Das, was andere Menschen von mir mitbekommen, sind selbstverständlich auch immer nur Eindrücke durchs Schlüsselloch. Trotzdem bauen sie damit ihre eigenen Geschichten. So wie wir das alle tun. Und wenn ich nicht aufpasse, erfinde ich Geschichten, die sie über mich erfunden haben könnten. Wie viel haben sie gesehen? Und was haben sie daraus gemacht? Ein paar wahre Prämissen ergeben bekanntlich noch lange keine wahre Schlussfolgerung: (a) Nicola ist eine schlechte Tänzerin. (b) Alle Tänzerinnen sind Menschen. (c) Also ist Nicola ist ein schlechter Mensch.

Erfolgreiche Selbstakzeptanz macht es jedoch notwendig, sich gedanklich von dieser fremden sowie der eigenen sorgenvollen Geschichtsschreibung zu lösen. Was kümmern mich die Bücher in den Köpfen anderer? Ich werde sterben und habe keine Zeit für peinliches Berührtsein. Ich habe begonnen, wieder Eiswaffeln auf öffentlichen Straßen vor mir herzutragen. Und das ist nur der Anfang. ; )

Was bin ich?

Ein ungelobtes Kind. Eine dicke Dame. Ein verhuschtes Mauerblümchen. Eine Zicke erster Güte. Eine Perfektionistin, die ständig scheitert. Eine hilfsbereite Nachbarin... Und weiß der Geier, was noch alles. Auf jeden Fall sind es mir eindeutig zu viele. Alles viel zu voll hier. Kriegt man schon wieder keinen Parkplatz.

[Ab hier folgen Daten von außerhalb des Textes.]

PR #445, opened 2026-08-23
docs: page for error tracking

fajarhide:
## Summary

Documentation for #441, as a page under Deploy. One commit off `main`, five files, no code: it describes the feature as #442, #443 and #444 leave it, but does not depend on them and can merge in any order.

**Before:** the only description of error tracking is the PR bodies and the source.
**After:** `/error-tracking`, linked from Integrations and listed under Deploy next to backup and restore.

Two sections carry most of the weight, because a self-hoster asks both questions before pasting a DSN and neither answer should live in the source:

- **What gets sent.** The four processes, and an explicit list of what is not sent: no 4xx or 5xx, no tool failures, no user input.
- **What is stripped before it leaves.** A table of the scrubber's real rules, from home paths through to the quoted payload a `JSON.parse` failure prints. It also says the local log is deliberately not scrubbed, and why.

The queue gets a paragraph under the mechanics. "My crash only showed up after I restarted" reads as a bug until you know the process dies before an asynchronous send can finish.

Listed under **Deploy** rather than Extend. It is about operating an install, not giving an agent a new capability.

## Test plan
- [x] `bun run build:docs`: exit 0, `/error-tracking.md` prerendered at 7.4 KB, both screenshots copied into the output.
- [x] Anchor and link sweep, since the build resolves routes and not fragments: every `](/page)` in the new page resolves, and the page uses no `#fragment` at all. The one hit across the whole site, `quickstart.mdx` linking `/docs/`, predates this branch.
- [x] Screenshots are 1280x889 at 92 and 98 KB, inside the 27 to 102 KB range the other pages sit in.
- [x] The new page is in `meta.json`, so it is reachable from the sidebar rather than being an orphan route.

Refs #441.


docs/website/content/docs/error-tracking.mdx
```diff
@@ -0,0 +1,106 @@
...
+
+**Not sent:** HTTP 4xx or 5xx responses, tool failures, failed agent turns, and anything a user typed. A rejected request is not a defect, and reporting every bad password would bury the real crashes.
+
+## What is stripped before it leaves
+
+Stack traces from your machine quote your machine. Every report is scrubbed first:
+
+| Stripped | Replaced with |
+| --- | --- |
+| Home directory paths, on Unix and Windows | `~` |
```
vincentri, line 51: Scrub table is missing two real rules from the implementation. `scrubText` (packages/core/src/error-tracking-scrub.ts) also collapses any `[A-Za-z0-9_-]{32,}` token to `<redacted-token>` (the catch-all for opaque credentials the named patterns miss) and redacts `name@host.tld` to `<email>`. Email is arguably the most sensitive PII on the list — the page telling operators what is and isn't safe to send should name it.

docs/website/content/docs/error-tracking.mdx
```diff
@@ -0,0 +1,106 @@
...
+| Bearer tokens | `Bearer <redacted>` |
+| API keys shaped like `sk-`, `ghp_`, `xox...`, and AWS access keys | `<redacted-key>` |
+| Anything after a variable whose name contains `TOKEN`, `KEY`, `SECRET`, or `PASSWORD` | `<redacted>` |
```
vincentri: The variable-name list understates the actual rule. The regex in `error-tracking-scrub.ts` matches `apikey` / `api_key` and `authorization` / `credential` / `passwd` in addition to the four names called out here. An operator reading this row to predict what stays on the wire will be wrong about `apiKey=` and `Authorization: Bearer …` (the bare header — the `Bearer <token>` form is caught by the row above, but `Authorization: <opaque>` is caught by this row, not the Bearer row).

vincentri (commented):
## Standards

Docs-only PR. Five files, no code. The page is registered in `meta.json` under `---Deploy---`, cross-linked from `integrations.mdx`, both screenshots match the prose, and the build plan in the body is sensible. Style matches neighbouring pages (`backup-restore`, `tailscale`) — task-oriented headings, role tables, screenshot alt-text in the same voice, no extras under headings or labels.

A few soft conventions worth flagging:

- **Not linked from the docs hub.** `CONTRIBUTING.md` (and the in-repo `contributing.mdx`) say a docs-only change "register[s] new MDX pages in `meta.json`, link[s] them from the Documentation hub, then run `bun run build:docs`." The hub (`docs/website/content/docs/docs.mdx`) lists `backup-restore` under its Deploy section but not `error-tracking`. The sidebar still picks it up, so it isn't an orphan, but it isn't a Discoverability win either.
- **No `capture-error-tracking-screenshots.sh`.** `AGENTS.md` says "screenshots under `docs/website/public/screenshots/`, capture scripts in `docs/website/scripts/capture-*.sh`." Existing screenshots are mixed (chat has one, most don't), so this is a judgement call rather than a hard miss.
- **Description frontmatter.** The description says "Sentry, GlitchTip, or Bugsink" while the body lists four (adds "self-hosted Sentry"). Trivial, but the meta description is what search results and SEO snippets pull from.

## Spec

Issue #441 is the spec. Its acceptance criteria are all covered:

- DSN saved from Integrations tab, masked, org admin only → `Setup`, `Who can do what`, and `How it works underneath` all say so. Verified against `error-tracking-config.ts#loadErrorTrackingSettingsPublic` (`maskSecret`) and the `requireOrgAdminOrPlatformAdminFromContext` guard on PUT and on POST `/test`.
- Takes effect without restart → "The DSN is read per send, not at startup."
- Empty DSN sends nothing → "What you need first" + "Turning it off" (plus the env-var empty-means-off detail under the mechanics).
- `DO_NOT_TRACK=1` beats a saved DSN → covered; verified against `resolveErrorTrackingDsn`.
- Scrubbing → table at lines 49–55. See inline comments — the table understates the actual scrub rules (see below).
- Send test event button → step 3 + screenshot.
- Failed send does not change exit code → "Delivery failure is swallowed. … exit codes are never changed by it."
- Uncaught exception delivered via the queue → line 96, accurate down to the "Bun 1.3.14: not even an `exit` handler runs" measurement claim.

Out-of-scope items from #441 are also respected (no error UI inside Nakama, no HTTP 5xx events — the doc explicitly calls out "Not sent: HTTP 4xx or 5xx responses").

Two accuracy gaps against the implementation rather than against the AC list:

- **Scrub table is missing two real rules.** `scrubText` in `packages/core/src/error-tracking-scrub.ts` also redacts `name@host.tld` → `<email>` and any opaque `[A-Za-z0-9_-]{32,}` token → `<redacted-token>`. The doc covers neither. See inline comment on line 51.
- **Variable-name row is narrower than the regex.** The pattern matches `apikey` / `api_key`, `authorization`, `credential`, and `passwd` in addition to the four names listed. An operator trying to predict what survives from `apiKey=…` or `Authorization: <opaque>` will read this row wrong. See inline comment on line 54.

These are accuracy refinements, not lost spec coverage, so a `--comment` verdict is appropriate rather than `--request-changes`.

## Summary
- Standards: 3 findings (worst: docs hub link missing per the documented docs-only-PR convention).
- Spec: 2 findings (worst: scrub table understates the actual rules — see inline comments).

docs/website/content/docs/error-tracking.mdx
fajarhide: Both added in 66524bc2. Verified against `SECRET_PATTERNS` rather than from memory: the email rule is line 17 and the 32-character catch-all is line 20, and the table listed five of the seven.

You are right about which one matters most. Email was the only rule in the scrubber that removes personal data rather than a credential, and it was the one missing from the page telling operators what is safe to send.

The catch-all row says what it is for, so a reader understands why an ordinary-looking id in a stack frame can come back as `<redacted-token>`.

docs/website/content/docs/error-tracking.mdx
fajarhide: Fixed in 66524bc2. The row now lists all nine the regex matches: `TOKEN`, `KEY`, `API_KEY`, `APIKEY`, `SECRET`, `PASSWORD`, `PASSWD`, `AUTHORIZATION`, `CREDENTIAL`.

Your split of the two `Authorization` cases is right and is why this mattered: `Bearer <token>` is caught by the Bearer row, and a bare `Authorization: <opaque>` by this one. An operator reading the old four names would have predicted neither.

fajarhide:
Thanks @vincentri, all five acted on.

Both scrub findings are fixed and answered in their threads. The other three:

**Docs hub.** Added under Deploy, next to Backup and restore. `meta.json` alone only feeds the sidebar, which is what made this easy to miss.

**Capture script.** Written and checked in as `capture-error-tracking-screenshots.sh`, and it earned itself immediately: the review on #444 removed the card's hand-rolled status badge and its subtitle, so both screenshots were showing a header that no longer ships. Recaptured with it, against a throwaway `NAKAMA_CONFIG_DIR` and a local ingest that accepts the event, with the test event driven by clicking the button because the result line is component state. It needs #444 to run, since the card it photographs is not on `main` yet.

It also records the trap that cost two runs here: with no provider configured the `SetupGuard` redirects every route to the setup wizard, so the capture quietly photographs step 3 of the wizard instead of the Integrations tab.

**Frontmatter.** Widened to the four platforms the body lists.

`bun run build:docs` passes.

Wie wäre es wohl, wenn man in jeder Situation mit mehr Selbstverständlichkeit man selbst bleiben und seinen Kopf behalten könnte? Und nicht dauernd die Maske wechseln müsste, weil man sich selbst obendrein so viele Rollen ins eigene Drehbuch schreibt? Hatte ich bereits erwähnt, dass ich im Zuge persönlicher, dicker Neuerfindung gern ein solider umrissenes Selbstbild erreichen würde? Wenn ich an mich und mein Leben denke, wünsche ich mir einen unverstellten Ausblick auf das, womit ich arbeiten kann und weniger Fransen am Rand. Wenn ich in Spiegel gucke, will ich mich nicht immer wieder fragen müssen, wen ich wohl heute vor mir habe, und warum die sich jetzt schon wieder so oder so verhält. Meiner Erfahrung nach passiert die Verfransung mit steigendem Bedürfnis, sich den angenommenen Erwartungen anderer in bestimmten Situationen anzupassen. Und nicht die eigenen Regeln aufzustellen. Kurzum: Ich würde endlich gern mehr in meiner runden Mitte ruhen, und sie besser verteidigen - und das eben nicht nur im Hinblick auf Fett.

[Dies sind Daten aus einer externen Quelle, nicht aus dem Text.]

PR #454, opened 2026-08-23
feat(server): retry custom tool failures at most twice with backoff

### LINKED ISSUE #449: Retry custom tool failures at most twice with backoff, the prerequisite for #441 phase 4
### Summary

Custom tool execution has no retry. Add at most two retries with backoff around the handler call, then return the controlled error that already exists.

#441 names this as the prerequisite for its phase 4: "Route a tool failure that has exhausted its retries into the same sink ... depends on the retry and backoff work existing first." There is no retry budget to be past yet, so phase 4 cannot start.

### Why it matters

A single transient failure is handed to the user as a final answer today. Verified on a throwaway instance at 827d2b9d: a Python tool that exceeds its budget returns immediately, with no second attempt.

```json
{"ok":false,"error":"Python tool timed out after 8000ms (exit code null): (no stderr)"}
```

The controlled-message half of the behaviour is already right. Only the retry is missing, and it is the half that turns a flaky network call inside a tool into a visible failure.

`apps/server/src/services/custom-tool-handlers.ts` is the seam. Both loaders resolve through `getCustomToolHandler`, so a wrapper there covers JavaScript and Python in one place instead of once per loader.

`context.signal` must keep aborting immediately. A cancelled turn that then retries twice would hold the session open past the cancel, which is the opposite of what the signal is for.

### Acceptance criteria

- [ ] A handler that throws is retried at most twice, with a backoff between attempts
- [ ] A handler that succeeds on attempt two or three returns `ok: true` and the caller sees no error
- [ ] The final failure keeps its current message shape, so existing callers are unaffected
- [ ] An aborted `context.signal` stops immediately and is never retried
- [ ] Retry applies to both handler types through the shared seam, not once per loader
- [ ] A test asserts the attempt count, not just the final result

### One open question, which is why this is `stage: later`

Does a **timeout** count as a retryable failure? The strategy sentence behind #441 says "on tool timeout/error", which reads as yes. But the Python timeout is a wall-clock budget, so retrying twice makes the worst case three times the configured budget. A tool with `NAKAMA_PYTHON_TOOL_TIMEOUT_MS` at 30s would hold a turn for 90s before answering.

Three ways out, and the answer changes the shape enough that it should be settled before anyone sizes this: retry errors but never timeouts, retry timeouts against one shared deadline rather than per attempt, or keep the per-attempt budget and lower the default. I have no strong preference and it is the maintainer's call.

puspoaditya:
Closes #449

## What

Wraps custom tool execution (both JavaScript and Python) in a retry policy at the shared `getCustomToolHandler` seam: at most **two retries** with exponential backoff (500ms, then 1s) around the handler `run`.

- **Thrown errors and timeouts are retried**; the final failure is re-thrown unchanged, so existing callers keep the current error message shape.
- **`context.signal` aborts stop immediately** and are never retried — including mid-backoff (the backoff sleep is abort-aware).
- **Error tools are naturally not retried**: config/load failures produce a `createErrorTool` whose `run` returns `{ error }` instead of throwing.
- The seam wraps `load`, so both handler types are covered in one place (no per-loader duplication).

## Decision on the open question (timeout retryability)

The #441 strategy sentence reads "on tool timeout/error", and the acceptance criteria do not distinguish, so I implemented **retrying both errors and timeouts** (2 retries, 3 attempts total — worst case 3× the configured budget). If a shared-deadline approach is preferred instead, the wrapper is a single function (`withToolRetries`) and the change is small.

## Tests (assert behavior, not copy)

`apps/server/src/services/custom-tool-handlers.test.ts` — 8 tests:
- success on first attempt (no extra calls)
- retries at most twice, succeeds on attempt 3 (**attempt count asserted**)
- stops after two retries and re-throws the last error unchanged
- abort during run → stops immediately, never retried
- already-aborted signal → run never starts
- abort during backoff → retry cancelled
- seam applies to both `javascript` and `python` handlers
- unknown handler type → null

```
8 pass / 0 fail
```

Verified locally: `bun test` (8/8), `ultracite check` clean.

### DIFF
--- a/apps/server/src/services/custom-tool-handlers.test.ts
+++ b/apps/server/src/services/custom-tool-handlers.test.ts
@@ -1,0 +1,120 @@
+import { describe, expect, test } from "bun:test";
+import type { ToolContext } from "@nakama/core";
+import {
+  CUSTOM_TOOL_HANDLERS,
+  getCustomToolHandler,
+  TOOL_RETRY_LIMIT,
+  withToolRetries,
+} from "./custom-tool-handlers";
+
+function ctx(signal?: AbortSignal): ToolContext {
+  return { signal };
+}
+
+describe("withToolRetries", () => {
+  test("succeeds on the first attempt without extra calls", async () => {
+    let attempts = 0;
+    const run = async () => {
+      attempts += 1;
+      return { ok: true };
+    };
+
+    const result = await withToolRetries(run)({}, ctx());
+
+    expect(result).toEqual({ ok: true });
+    expect(attempts).toBe(1);
+  });
+
+  test("retries at most twice and returns success when a later attempt succeeds", async () => {
+    let attempts = 0;
+    const run = async () => {
+      attempts += 1;
+      if (attempts < 3) {
+        throw new Error("transient");
+      }
+      return { ok: true };
+    };
+
+    const result = await withToolRetries(run)({}, ctx());
+
+    expect(result).toEqual({ ok: true });
+    expect(attempts).toBe(3);
+  });
+
+  test("stops after two retries and re-throws the last error unchanged", async () => {
+    let attempts = 0;
+    const message =
+      "Python tool timed out after 8000ms (exit code null): (no stderr)";
+    const run = async () => {
+      attempts += 1;
+      throw new Error(message);
+    };
+
+    await expect(withToolRetries(run)({}, ctx())).rejects.toThrow(message);
+    expect(attempts).toBe(TOOL_RETRY_LIMIT + 1);
+  });
+
+  test("an aborted signal during the run stops immediately and is never retried", async () => {
+    let attempts = 0;
+    const controller = new AbortController();
+    const run = async () => {
+      attempts += 1;
+      controller.abort(new Error("cancelled"));
+      throw new Error("boom");
+    };
+
+    await expect(
+      withToolRetries(run)({}, ctx(controller.signal))
+    ).rejects.toThrow("boom");
+    expect(attempts).toBe(1);
+  });
+
+  test("an already-aborted signal never starts the run", async () => {
+    const controller = new AbortController();
+    controller.abort(new Error("cancelled"));
+    let attempts = 0;
+    const run = async () => {
+      attempts += 1;
+      return { ok: true };
+    };
+
+    await expect(
+      withToolRetries(run)({}, ctx(controller.signal))
+    ).rejects.toThrow("cancelled");
+    expect(attempts).toBe(0);
+  });
+
+  test("aborting during the backoff cancels the retry", async () => {
+    let attempts = 0;
+    const controller = new AbortController();
+    const run = async () => {
+      attempts += 1;
+      if (attempts === 1) {
+        throw new Error("transient");
+      }
+      return { ok: true };
+    };
+
+    const pending = withToolRetries(run)({}, ctx(controller.signal));
+    setTimeout(() => controller.abort(), 25);
+
+    await expect(pending).rejects.toThrow();
+    // Never reached the second attempt.
+    expect(attempts).toBe(1);
+  });
+});
+
+describe("getCustomToolHandler seam", () => {
+  test("applies the retry wrapper to both javascript and python handlers", () => {
+    for (const type of ["javascript", "python"] as const) {
+      const viaSeam = getCustomToolHandler(type);
+      expect(viaSeam).not.toBeNull();
+      // The seam returns a wrapped load, distinct from the raw loader.
+      expect(viaSeam!.load).not.toBe(CUSTOM_TOOL_HANDLERS[type].load);
+    }
+  });
+
+  test("returns null for unknown handler types", () => {
+    expect(getCustomToolHandler("ruby")).toBeNull();
+  });
+});
--- a/apps/server/src/services/custom-tool-handlers.test.ts
+++ b/apps/server/src/services/custom-tool-handlers.test.ts
@@ -1,5 +1,9 @@
 import { describe, expect, test } from "bun:test";
+import { mkdir, mkdtemp, rm, writeFile } from "node:fs/promises";
+import os from "node:os";
+import path from "node:path";
 import type { ToolContext } from "@nakama/core";
+import type { StoredToolRecord } from "@nakama/db";
 import {
   CUSTOM_TOOL_HANDLERS,
   getCustomToolHandler,
@@ -9,6 +13,23 @@ import {
 
 function ctx(signal?: AbortSignal): ToolContext {
   return { signal };
+}
+
+const originalConfigDir = process.env.NAKAMA_CONFIG_DIR;
+
+function makeRecord(
+  overrides: Partial<StoredToolRecord> = {}
+): StoredToolRecord {
+  return {
+    createdAt: new Date().toISOString(),
+    description: "Retry probe",
+    handlerConfig: { modulePath: "flaky.py" },
+    handlerType: "python",
+    id: "tool_flaky",
+    name: "flaky",
+    updatedAt: new Date().toISOString(),
+    ...overrides,
+  };
 }
 
 describe("withToolRetries", () => {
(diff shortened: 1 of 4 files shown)


fajarhide:
@puspoaditya The seam choice is right. `getCustomToolHandler` is the one place both loaders
resolve through, so wrapping `load` there costs nothing per loader, and the
abort handling is real rather than just claimed in the description.

What blocks: Python never retries. `runPythonTool` catches everything and
returns `{ error: message }` (`python-tool-loader.ts:118-124`), so nothing ever
throws for `withToolRetries` to catch. I checked out the branch and ran a
python tool that appends a line to a file, then sleeps past an 800ms budget,
alongside a JS tool that throws:

```
python  -> {"error":"Python tool timed out after 800ms (exit code null): (no stderr)"}
         spawns=1 elapsed=813ms
js      -> threw boom
         calls=3 elapsed=1506ms
```

One spawn, which is the exact failure #449 was filed on. The seam test passes
because it asserts `load` was wrapped, not that a python failure gets a second
attempt.

The cheapest fix I found is a deletion: drop the try/catch in `runPythonTool`
and let `spawnAndParse` reject. `executeToolCall` already turns a throw into
`{ error: error.message }` (`packages/agent/src/tool-loop.ts:45`), the same
expression, so callers see the same shape. With it removed the probe reads:

```
python  -> {"error":"Python tool timed out after 800ms (exit code null): (no stderr)"}
         spawns=3 elapsed=3954ms
```

It costs four assertions in `python-tool-loader.test.ts` that expect a returned
error and would expect a throw instead. Retrying on a returned
`{ error: string }` is the other route, but that also retries the
`createErrorTool` config failures, which are deterministic, so I would take the
deletion.

Second, 3954ms for an 800ms budget is the open question the issue carries
`stage: later` for. At the default 30s timeout, a retried timeout holds a turn
for over 90 seconds. Your reading is defensible and you flagged it in the
description, but it is @ahmadrosid's call, so I would rather have it answered
than assumed.

Smaller, not blocking: `abortableDelay` and `abortReason` are
`node:timers/promises`. `await delay(ms, undefined, { signal })` rejects on
abort and on an already-aborted signal, verified on Bun 1.3.14, and drops about
25 lines. What you lose is `signal.reason` passthrough, which only your own
test reads.

What I did not check: no live instance, just the loaders in a worktree, and
nothing about how a retried tool interacts with turn cancel beyond the signal
test you already wrote.

puspoaditya:
Thanks for the detailed review — the empirical python-vs-js probe was exactly the right call. All three points addressed:

**1. Python now actually retries (blocking fix)** — removed the try/catch in `runPythonTool` so `spawnAndParse` rejects; `executeToolCall` (tool-loop.ts:45) already converts the throw into `{ error: message }`, so callers see the same shape. Updated the 4 loader assertions that expected a returned error to expect a throw instead.

**2. Added the test you asked for** — a functional test through the seam: a python module persists an attempt counter in the workspace, fails (exit 3) until count >= 3, then succeeds. It asserts `attempts === 3`, proving a python failure gets two real re-spawns, not just a wrapped `load`:

```
(pass) getCustomToolHandler seam > python handler failures are actually retried through the seam [1627ms]
```

**3. `abortableDelay` → `node:timers/promises`** — dropped the custom sleep. One note: on Bun 1.3.14 the export is `setTimeout` (there is no named `delay` export), so it's `import { setTimeout as delay } from "node:timers/promises"` with the `{ signal }` option.

**Open question for @ahmadrosid:** retrying a timeout at the default 30s budget means a worst-case ~90s turn hold (3× budget). Options: (a) keep retrying timeouts as today, (b) retry errors only, never timeouts, (c) retry timeouts against one shared deadline. Happy to switch the wrapper to whichever you prefer — it's a small change in `withToolRetries`.

apps/server/src/services/custom-tool-handlers.ts
```diff
@@ -42,13 +47,86 @@ export const CUSTOM_TOOL_HANDLERS = {
...
+ * (up to 3 attempts total) before the last error is surfaced unchanged.
+ */
+export const TOOL_RETRY_LIMIT = 2;
+
+/**
+ * Base backoff between attempts; each retry doubles it: 500ms, then 1s.
+ */
+const TOOL_RETRY_BASE_DELAY_MS = 500;
+
+function abortReason(signal: AbortSignal): unknown {
```
vincentri, line 61: `abortReason` is declared twice in the same module scope — once here at line 61 and again immediately below at line 67 with an identical body. Biome flags this as `lint/suspicious/noRedeclare`, so `bun x ultracite check` (which AGENTS.md says to run before committing) reports an error and CI fails. The second copy is dead code from a paste; delete one of them. The same file also trips `assist/source/organizeImports` and the formatter — `bun x ultracite fix` will clean those up automatically.

apps/server/src/services/custom-tool-handlers.test.ts
```diff
@@ -0,0 +1,201 @@
...
+  });
+});
+
+describe("getCustomToolHandler seam", () => {
+  test("applies the retry wrapper to both javascript and python handlers", () => {
+    for (const type of ["javascript", "python"] as const) {
+      const viaSeam = getCustomToolHandler(type);
+      expect(viaSeam).not.toBeNull();
+      // The seam returns a wrapped load, distinct from the raw loader.
+      expect(viaSeam!.load).not.toBe(CUSTOM_TOOL_HANDLERS[type].load);
```
vincentri, line 134: The acceptance criterion "Retry applies to both handler types through the shared seam, not once per loader" only has end-to-end coverage for Python. The structural check on line 134 just compares `viaSeam.load` to the raw loader by identity — it doesn't prove a JavaScript handler actually retries through the seam. A symmetric end-to-end test (a `flaky.js` module that succeeds on attempt 3, asserting the retry count) would close the asymmetry.

vincentri (changes requested):
## Standards

Two documented-standard violations in `apps/server/src/services/custom-tool-handlers.ts` (also cited inline on line 61):

1. **`lint/suspicious/noRedeclare` — duplicate `abortReason` declaration.** The helper is declared twice in the same module scope (lines 61 and 67) with identical bodies. Biome flags it as a redeclaration, so `bun x ultracite check` (which AGENTS.md says to run before committing) reports an error and CI fails. The second copy is dead code from a paste — delete one. Verified by running `bun x ultracite check apps/server/src/services/custom-tool-handlers.ts` against the PR head, which fails with three errors.
2. **Unorganised imports + format drift on the same file.** `assist/source/organizeImports` and the Biome formatter also flag this file (auto-fixable via `bun x ultracite fix`, but the PR claims `ultracite check` clean, so it wasn't run).

Soft notes (smells, not violations):
- `abortReason` returns `unknown`, but the body is `Error | signal.reason` after the `instanceof` narrowing — the return type could be `Error` rather than `unknown`. Minor.
- The "aborting during the backoff" test uses a `setTimeout(..., 25)` magic number. Robust against the 500ms first backoff, but a named constant or a deterministic signal would read better.

## Spec

Issue #449 acceptance criteria, mapped to the PR:

- ✅ A handler that throws is retried at most twice, with a backoff between attempts.
- ✅ A handler that succeeds on attempt two or three returns `ok: true`; caller sees no error.
- ✅ The final failure keeps its current message shape (`executeToolCall` in `packages/agent/src/tool-loop.ts` still wraps thrown errors as `{ error: message }`).
- ✅ An aborted `context.signal` stops immediately and is never retried, including mid-backoff.
- ⚠️ **Partial:** "Retry applies to both handler types through the shared seam, not once per loader." Python has an end-to-end retry test (`python handler failures are actually retried through the seam`, asserts the attempt count from the spawned child). JavaScript only has a structural assertion that `viaSeam.load !== CUSTOM_TOOL_HANDLERS.javascript.load` — it does not prove retries actually reach the JS loader. A symmetrical JS end-to-end test (a `flaky.js` that succeeds on attempt 3) would close the gap. Cited inline on `custom-tool-handlers.test.ts:134`.
- ✅ A test asserts the attempt count, not just the final result (Python end-to-end + `withToolRetries` unit).

Scope is otherwise tight — no extra public API beyond `TOOL_RETRY_LIMIT` and `withToolRetries`, and the error-tool behaviour is preserved correctly because `createErrorTool` returns (not throws) and the wrapper passes the value through.

## Summary
- Standards: 2 findings (worst: duplicate `abortReason` declaration — `lint/suspicious/noRedeclare`, CI-blocking)
- Spec: 1 finding (worst: AC #5 only has Python end-to-end retry coverage; JS coverage is structural)

puspoaditya:
Thanks for the review, @vincentri — both points are addressed in follow-up PR #472: the duplicate `abortReason` is removed (ultracite check is clean again) and a symmetric `flaky.js` end-to-end retry test now covers the javascript handler through the seam, matching the python one (10/10 tests passing).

Die Tatsache, dass Muscheln über Augen im weitesten Sinne verfügen, macht sie übrigens zu tödlichen Fallen. Wenn sich die Lichtverhältnisse stark verändern, schließt sich eine Riesenmuschel zum Schutz vor Angreifern – und das mit ziemlicher Kraft. Der Legende nach soll dieses schon so manchem Perlentaucher zum Verhängnis geworden sein, weil sie seine Hand nicht mehr los ließ… Eigentlich natürlich eine prima Vagina Dentata - ich frage mich, ob es wohl Horrorfilme mit Muscheln in der Hauptrolle gibt…

 
*...verschwurbelte Sätze, hm?! Fang du mir an zu bloggen...

**George Berkeley (To be is to be perceived)

NH

1 Kommentar:

  1. Na, dann will ich das ungelobte Kind mal kräftig loben. Das ist ein ganz phantastischer Artikel, geistreich, humorvoll, gut eben. Eine dicke Dame? Na, Gott sei Dank! Von diesen halb verhungerten Knochenhaufen gibt es mehr als genug. Ein verhuschtes Mauerblümchen? Huschen ist ein sehr elegante Bewegungsform. Und Mauerblümchen besagt ja schon per definitionem, dass Sie in der Blüte stehen. Eine Zicke erster Güte? Da ist das Lob ja schon in der "ersten Güte" enthalten, also allerhöchste Qualität. Übrigens, wer ständig scheitert, beweist doch, dass er nicht unterzukriegen ist. Weil er/sie es immer wieder neu probiert. Perfekt! Perfektionistin eben. Eine hilfsbereite Nachbarin? Da geht einem doch das Herz auf!

    Gut, das Parkplatzproblem und dieses ewige Überfülltsein. Aber das kenne ich als Eigner "dissoziativer Störungen". Machen Sie das Beste draus. Auf diese Weise haben Sie immer einen interessanten Gesprächspartner.

    Weiter so!

    Liebe Grüße vom (dicken) Drachen

    P.S.: Ich muss voller Scham und Freude eingestehen, dass meine erste Assoziation beim Betrachten des Bildes ebenfalls die Vagina dentata war.